─── RECORD EXTRACTS ───

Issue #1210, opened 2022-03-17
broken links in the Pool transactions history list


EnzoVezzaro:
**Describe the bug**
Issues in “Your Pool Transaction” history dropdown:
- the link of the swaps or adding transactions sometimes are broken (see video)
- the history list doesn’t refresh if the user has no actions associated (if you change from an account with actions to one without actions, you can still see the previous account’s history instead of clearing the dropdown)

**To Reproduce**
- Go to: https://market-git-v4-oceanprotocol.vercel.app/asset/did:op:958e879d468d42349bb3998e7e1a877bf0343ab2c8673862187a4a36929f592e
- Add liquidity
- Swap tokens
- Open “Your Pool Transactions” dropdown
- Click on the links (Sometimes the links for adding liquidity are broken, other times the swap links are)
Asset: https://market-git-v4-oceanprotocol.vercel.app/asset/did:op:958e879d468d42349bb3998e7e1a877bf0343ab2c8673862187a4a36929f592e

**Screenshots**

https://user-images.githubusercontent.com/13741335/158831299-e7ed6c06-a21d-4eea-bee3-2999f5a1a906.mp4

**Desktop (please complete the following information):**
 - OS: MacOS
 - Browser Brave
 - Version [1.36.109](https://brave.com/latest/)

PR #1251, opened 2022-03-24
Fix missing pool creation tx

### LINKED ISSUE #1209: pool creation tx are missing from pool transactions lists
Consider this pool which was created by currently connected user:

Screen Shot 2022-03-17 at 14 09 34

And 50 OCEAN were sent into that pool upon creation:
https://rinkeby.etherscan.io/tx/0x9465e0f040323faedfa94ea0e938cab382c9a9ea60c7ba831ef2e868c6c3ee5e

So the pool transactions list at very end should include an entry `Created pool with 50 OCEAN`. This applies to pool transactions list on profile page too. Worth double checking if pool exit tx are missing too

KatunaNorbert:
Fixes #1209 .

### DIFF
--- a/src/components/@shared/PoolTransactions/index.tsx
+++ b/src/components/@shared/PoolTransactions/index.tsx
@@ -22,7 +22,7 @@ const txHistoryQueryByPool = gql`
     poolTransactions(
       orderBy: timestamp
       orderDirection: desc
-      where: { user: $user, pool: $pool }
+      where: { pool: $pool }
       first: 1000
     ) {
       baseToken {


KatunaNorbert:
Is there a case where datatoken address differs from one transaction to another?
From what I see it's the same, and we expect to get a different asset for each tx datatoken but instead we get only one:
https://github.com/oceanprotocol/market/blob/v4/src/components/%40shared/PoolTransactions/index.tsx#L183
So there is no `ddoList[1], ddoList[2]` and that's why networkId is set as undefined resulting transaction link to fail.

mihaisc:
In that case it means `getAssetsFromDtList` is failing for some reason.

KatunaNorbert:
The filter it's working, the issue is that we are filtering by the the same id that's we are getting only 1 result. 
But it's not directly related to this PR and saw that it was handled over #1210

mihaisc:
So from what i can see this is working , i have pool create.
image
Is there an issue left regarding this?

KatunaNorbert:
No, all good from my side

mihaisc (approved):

───
─── RECORD EXTRACTS ───

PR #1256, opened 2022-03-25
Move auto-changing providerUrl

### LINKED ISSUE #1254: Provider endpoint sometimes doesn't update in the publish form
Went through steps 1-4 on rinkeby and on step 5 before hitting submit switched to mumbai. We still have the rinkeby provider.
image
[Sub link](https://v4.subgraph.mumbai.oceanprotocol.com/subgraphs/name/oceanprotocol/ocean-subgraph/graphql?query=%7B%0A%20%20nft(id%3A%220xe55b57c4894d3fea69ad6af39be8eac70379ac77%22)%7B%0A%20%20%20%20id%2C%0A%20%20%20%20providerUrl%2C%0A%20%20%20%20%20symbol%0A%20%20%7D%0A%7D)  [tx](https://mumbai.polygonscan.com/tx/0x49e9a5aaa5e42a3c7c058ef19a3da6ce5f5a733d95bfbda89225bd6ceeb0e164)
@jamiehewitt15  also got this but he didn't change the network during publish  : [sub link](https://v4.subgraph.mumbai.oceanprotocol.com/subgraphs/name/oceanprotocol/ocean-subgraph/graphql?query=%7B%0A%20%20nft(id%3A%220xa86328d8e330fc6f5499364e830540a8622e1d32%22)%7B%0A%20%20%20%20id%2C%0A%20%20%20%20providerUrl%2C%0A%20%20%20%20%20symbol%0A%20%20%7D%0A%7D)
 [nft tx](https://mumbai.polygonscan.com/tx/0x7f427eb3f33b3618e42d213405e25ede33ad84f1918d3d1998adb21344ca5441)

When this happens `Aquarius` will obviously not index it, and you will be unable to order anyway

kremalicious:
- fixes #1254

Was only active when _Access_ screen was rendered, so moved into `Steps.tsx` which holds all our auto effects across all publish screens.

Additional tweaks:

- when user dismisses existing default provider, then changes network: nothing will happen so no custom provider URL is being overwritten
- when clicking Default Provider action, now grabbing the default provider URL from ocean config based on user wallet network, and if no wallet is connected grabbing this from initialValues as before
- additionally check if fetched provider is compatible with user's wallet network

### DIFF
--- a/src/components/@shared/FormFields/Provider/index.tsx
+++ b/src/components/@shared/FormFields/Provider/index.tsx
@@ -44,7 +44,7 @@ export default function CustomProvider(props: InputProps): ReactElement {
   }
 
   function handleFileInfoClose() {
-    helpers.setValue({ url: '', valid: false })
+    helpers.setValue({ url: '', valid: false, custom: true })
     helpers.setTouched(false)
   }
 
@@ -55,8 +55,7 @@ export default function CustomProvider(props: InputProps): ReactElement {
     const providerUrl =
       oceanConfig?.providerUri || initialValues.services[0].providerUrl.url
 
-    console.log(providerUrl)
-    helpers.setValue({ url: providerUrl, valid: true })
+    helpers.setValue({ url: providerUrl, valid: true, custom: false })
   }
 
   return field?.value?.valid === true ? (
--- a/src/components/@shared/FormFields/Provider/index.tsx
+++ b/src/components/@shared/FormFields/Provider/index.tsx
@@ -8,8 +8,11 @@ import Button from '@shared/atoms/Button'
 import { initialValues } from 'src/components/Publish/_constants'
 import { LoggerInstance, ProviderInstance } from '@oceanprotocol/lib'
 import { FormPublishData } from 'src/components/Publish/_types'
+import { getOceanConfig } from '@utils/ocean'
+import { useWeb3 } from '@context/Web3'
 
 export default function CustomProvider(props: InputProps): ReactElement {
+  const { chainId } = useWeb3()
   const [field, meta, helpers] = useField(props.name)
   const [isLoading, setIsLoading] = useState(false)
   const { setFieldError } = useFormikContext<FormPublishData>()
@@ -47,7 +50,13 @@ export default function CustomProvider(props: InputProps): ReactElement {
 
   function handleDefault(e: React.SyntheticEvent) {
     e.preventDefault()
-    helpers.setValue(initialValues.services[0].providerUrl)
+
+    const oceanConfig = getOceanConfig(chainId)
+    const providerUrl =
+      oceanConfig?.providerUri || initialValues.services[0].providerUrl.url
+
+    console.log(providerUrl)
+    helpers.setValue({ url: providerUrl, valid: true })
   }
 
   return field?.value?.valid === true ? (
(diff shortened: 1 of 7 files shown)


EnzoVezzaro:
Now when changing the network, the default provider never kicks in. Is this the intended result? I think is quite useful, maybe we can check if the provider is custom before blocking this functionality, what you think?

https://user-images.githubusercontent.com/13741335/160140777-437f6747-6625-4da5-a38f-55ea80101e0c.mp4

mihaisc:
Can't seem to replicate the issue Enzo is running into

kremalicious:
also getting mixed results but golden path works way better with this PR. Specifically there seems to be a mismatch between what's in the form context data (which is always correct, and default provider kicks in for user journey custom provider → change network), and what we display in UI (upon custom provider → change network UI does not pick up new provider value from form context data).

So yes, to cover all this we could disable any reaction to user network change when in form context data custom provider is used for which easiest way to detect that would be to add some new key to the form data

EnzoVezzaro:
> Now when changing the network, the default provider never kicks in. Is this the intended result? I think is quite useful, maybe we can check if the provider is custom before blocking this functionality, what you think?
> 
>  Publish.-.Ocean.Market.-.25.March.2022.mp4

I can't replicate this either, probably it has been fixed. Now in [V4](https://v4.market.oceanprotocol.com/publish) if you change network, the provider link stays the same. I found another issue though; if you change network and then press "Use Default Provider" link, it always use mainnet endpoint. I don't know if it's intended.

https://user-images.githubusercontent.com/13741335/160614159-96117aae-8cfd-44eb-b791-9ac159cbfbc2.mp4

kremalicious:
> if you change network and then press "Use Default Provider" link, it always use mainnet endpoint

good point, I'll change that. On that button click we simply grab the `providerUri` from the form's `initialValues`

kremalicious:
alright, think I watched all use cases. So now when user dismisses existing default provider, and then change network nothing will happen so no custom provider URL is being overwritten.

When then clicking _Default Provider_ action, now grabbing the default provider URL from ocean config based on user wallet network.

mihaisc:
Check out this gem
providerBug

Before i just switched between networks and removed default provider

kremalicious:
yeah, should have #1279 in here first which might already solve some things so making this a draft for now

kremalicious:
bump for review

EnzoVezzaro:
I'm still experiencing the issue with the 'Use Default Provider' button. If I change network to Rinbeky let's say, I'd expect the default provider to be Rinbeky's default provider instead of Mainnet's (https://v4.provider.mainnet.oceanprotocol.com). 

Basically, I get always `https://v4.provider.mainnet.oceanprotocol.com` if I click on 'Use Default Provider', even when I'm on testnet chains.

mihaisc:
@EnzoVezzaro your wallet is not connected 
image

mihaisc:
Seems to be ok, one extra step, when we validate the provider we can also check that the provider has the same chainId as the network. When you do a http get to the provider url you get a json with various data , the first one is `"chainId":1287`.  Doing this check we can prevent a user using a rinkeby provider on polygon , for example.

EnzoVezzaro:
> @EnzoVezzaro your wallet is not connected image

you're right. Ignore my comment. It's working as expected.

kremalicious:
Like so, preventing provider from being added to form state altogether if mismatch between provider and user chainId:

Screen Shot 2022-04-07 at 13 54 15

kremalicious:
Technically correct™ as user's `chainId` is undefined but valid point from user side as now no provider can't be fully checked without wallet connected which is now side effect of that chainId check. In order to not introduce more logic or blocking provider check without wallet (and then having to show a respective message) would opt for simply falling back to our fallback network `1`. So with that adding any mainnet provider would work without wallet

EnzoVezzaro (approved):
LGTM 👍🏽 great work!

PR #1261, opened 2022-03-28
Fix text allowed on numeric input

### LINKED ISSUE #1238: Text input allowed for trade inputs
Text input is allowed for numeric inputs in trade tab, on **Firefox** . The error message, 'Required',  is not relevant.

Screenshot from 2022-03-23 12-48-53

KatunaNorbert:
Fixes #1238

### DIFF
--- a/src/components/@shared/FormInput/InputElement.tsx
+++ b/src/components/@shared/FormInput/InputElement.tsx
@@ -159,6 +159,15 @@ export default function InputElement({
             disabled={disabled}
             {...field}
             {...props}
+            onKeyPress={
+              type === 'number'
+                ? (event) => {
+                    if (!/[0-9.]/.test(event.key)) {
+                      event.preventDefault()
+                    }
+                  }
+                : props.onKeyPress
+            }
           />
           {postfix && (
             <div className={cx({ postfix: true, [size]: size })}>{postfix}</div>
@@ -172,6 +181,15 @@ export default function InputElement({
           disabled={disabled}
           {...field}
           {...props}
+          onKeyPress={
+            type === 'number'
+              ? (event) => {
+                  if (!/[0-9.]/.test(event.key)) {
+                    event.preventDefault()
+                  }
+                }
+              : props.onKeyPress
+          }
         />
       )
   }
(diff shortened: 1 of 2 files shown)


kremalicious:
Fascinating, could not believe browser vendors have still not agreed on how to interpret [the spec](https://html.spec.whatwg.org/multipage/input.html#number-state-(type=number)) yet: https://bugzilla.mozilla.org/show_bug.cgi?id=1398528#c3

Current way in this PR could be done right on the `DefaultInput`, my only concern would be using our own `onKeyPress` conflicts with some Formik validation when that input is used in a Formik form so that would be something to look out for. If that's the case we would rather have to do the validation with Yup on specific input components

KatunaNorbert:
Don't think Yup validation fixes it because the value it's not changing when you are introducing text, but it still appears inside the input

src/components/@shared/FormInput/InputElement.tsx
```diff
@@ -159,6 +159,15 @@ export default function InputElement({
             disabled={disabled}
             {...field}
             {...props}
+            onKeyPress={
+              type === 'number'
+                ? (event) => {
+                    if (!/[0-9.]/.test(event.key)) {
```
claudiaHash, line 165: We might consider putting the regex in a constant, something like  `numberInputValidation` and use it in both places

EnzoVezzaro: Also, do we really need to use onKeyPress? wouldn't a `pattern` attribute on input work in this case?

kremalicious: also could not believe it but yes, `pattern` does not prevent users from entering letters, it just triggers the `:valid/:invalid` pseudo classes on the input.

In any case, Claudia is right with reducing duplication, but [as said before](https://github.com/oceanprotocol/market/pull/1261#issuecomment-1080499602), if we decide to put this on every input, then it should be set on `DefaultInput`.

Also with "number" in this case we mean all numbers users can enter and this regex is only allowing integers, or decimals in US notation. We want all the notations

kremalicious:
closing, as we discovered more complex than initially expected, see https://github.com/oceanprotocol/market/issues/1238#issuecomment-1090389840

───
─── RECORD EXTRACTS ───

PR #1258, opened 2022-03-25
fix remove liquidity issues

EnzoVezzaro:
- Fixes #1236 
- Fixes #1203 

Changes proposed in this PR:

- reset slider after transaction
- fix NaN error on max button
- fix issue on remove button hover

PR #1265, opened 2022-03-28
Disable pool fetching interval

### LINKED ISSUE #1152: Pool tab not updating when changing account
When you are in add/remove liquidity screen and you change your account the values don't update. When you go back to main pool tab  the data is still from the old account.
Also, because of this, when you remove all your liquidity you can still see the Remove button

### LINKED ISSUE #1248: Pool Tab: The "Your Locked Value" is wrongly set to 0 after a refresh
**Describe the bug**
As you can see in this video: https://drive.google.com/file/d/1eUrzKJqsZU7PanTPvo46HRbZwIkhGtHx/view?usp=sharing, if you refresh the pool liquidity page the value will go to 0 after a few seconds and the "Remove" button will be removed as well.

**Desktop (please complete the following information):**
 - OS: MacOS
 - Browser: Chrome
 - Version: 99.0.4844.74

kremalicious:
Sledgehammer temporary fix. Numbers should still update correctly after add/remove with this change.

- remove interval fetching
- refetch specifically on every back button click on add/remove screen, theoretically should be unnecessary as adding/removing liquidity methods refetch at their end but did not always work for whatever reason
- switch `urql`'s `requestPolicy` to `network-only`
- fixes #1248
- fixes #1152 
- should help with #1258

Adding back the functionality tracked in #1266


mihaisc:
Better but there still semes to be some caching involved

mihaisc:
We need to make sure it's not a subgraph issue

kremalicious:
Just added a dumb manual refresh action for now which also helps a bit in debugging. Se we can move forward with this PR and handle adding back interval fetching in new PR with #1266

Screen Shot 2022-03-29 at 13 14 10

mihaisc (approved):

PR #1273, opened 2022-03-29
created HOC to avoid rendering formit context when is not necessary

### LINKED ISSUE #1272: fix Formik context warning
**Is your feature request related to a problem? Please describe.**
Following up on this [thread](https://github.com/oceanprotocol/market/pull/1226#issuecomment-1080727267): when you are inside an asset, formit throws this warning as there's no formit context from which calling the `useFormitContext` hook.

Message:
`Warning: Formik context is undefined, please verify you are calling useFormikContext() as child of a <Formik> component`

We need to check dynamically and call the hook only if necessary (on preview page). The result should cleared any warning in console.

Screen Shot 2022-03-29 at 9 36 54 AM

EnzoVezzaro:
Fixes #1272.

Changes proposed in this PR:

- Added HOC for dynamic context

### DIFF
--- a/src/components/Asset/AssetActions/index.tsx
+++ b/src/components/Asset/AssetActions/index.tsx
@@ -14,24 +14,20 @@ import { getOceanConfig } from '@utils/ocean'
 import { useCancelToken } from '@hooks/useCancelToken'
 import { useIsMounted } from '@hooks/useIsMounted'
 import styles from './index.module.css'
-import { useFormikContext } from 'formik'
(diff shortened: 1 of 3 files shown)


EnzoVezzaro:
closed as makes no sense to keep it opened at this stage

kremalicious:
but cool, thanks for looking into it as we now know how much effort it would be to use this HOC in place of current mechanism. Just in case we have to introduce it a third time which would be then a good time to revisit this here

───

### DESCRIPTION OF THE TASK
Check each line of the entries, and copy the ones that contain "where".

### SOLUTION FOR THIS TASK
-      where: { user: $user, pool: $pool }
+      where: { pool: $pool }
Is there a case where datatoken address differs from one transaction to another?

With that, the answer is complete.